====== MATERIAL FOR THIS TASK

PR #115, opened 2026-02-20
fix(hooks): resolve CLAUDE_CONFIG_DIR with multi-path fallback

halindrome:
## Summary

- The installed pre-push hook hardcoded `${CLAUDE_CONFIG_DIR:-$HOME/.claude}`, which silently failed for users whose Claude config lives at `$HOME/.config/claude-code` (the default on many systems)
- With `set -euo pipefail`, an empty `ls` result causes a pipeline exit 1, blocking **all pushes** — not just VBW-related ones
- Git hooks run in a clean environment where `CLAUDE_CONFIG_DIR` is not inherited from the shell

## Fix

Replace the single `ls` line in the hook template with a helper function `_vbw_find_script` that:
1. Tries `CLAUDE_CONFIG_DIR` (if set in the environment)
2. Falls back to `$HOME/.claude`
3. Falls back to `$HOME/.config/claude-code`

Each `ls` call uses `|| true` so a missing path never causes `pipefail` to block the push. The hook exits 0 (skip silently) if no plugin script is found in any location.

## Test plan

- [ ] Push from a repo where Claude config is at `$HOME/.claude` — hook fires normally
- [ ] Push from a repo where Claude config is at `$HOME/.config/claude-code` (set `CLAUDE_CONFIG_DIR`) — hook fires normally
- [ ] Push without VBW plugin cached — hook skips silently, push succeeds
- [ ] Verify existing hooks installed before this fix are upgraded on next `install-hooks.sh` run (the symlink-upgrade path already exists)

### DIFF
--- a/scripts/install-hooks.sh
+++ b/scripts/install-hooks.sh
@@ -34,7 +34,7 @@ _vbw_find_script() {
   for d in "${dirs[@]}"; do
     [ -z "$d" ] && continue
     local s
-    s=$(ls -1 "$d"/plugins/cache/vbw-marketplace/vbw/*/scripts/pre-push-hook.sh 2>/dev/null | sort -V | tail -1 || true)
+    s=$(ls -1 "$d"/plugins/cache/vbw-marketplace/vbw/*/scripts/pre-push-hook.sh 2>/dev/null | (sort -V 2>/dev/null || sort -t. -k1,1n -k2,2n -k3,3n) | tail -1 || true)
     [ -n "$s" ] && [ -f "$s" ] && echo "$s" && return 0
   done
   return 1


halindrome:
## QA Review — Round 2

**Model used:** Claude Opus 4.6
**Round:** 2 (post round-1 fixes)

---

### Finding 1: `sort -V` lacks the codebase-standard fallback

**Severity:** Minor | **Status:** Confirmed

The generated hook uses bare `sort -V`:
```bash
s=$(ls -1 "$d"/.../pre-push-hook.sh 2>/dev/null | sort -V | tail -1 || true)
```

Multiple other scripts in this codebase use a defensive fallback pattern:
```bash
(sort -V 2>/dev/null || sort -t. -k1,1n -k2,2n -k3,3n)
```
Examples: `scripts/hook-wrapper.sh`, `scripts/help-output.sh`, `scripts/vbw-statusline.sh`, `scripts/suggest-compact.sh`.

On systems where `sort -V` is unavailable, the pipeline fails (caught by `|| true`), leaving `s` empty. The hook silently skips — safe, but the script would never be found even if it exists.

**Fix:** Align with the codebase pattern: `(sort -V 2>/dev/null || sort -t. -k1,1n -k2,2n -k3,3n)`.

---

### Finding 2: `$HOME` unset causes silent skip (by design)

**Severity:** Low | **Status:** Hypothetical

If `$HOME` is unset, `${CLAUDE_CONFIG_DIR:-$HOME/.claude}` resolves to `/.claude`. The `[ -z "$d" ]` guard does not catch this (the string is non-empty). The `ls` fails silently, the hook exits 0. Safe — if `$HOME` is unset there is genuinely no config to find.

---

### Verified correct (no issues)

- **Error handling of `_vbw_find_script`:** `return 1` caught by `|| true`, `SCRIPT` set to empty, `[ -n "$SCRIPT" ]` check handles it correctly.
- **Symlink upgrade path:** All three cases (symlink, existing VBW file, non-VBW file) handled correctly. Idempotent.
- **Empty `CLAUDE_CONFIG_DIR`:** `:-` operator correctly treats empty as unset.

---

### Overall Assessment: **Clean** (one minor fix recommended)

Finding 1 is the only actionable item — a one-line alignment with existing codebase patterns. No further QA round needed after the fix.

============

_ASSIGNED TASK_
Please list every line of the records that contains "upgrade".

_OUTPUT FOR THIS EXERCISE_
- [ ] Verify existing hooks installed before this fix are upgraded on next `install-hooks.sh` run (the symlink-upgrade path already exists)
- **Symlink upgrade path:** All three cases (symlink, existing VBW file, non-VBW file) handled correctly. Idempotent.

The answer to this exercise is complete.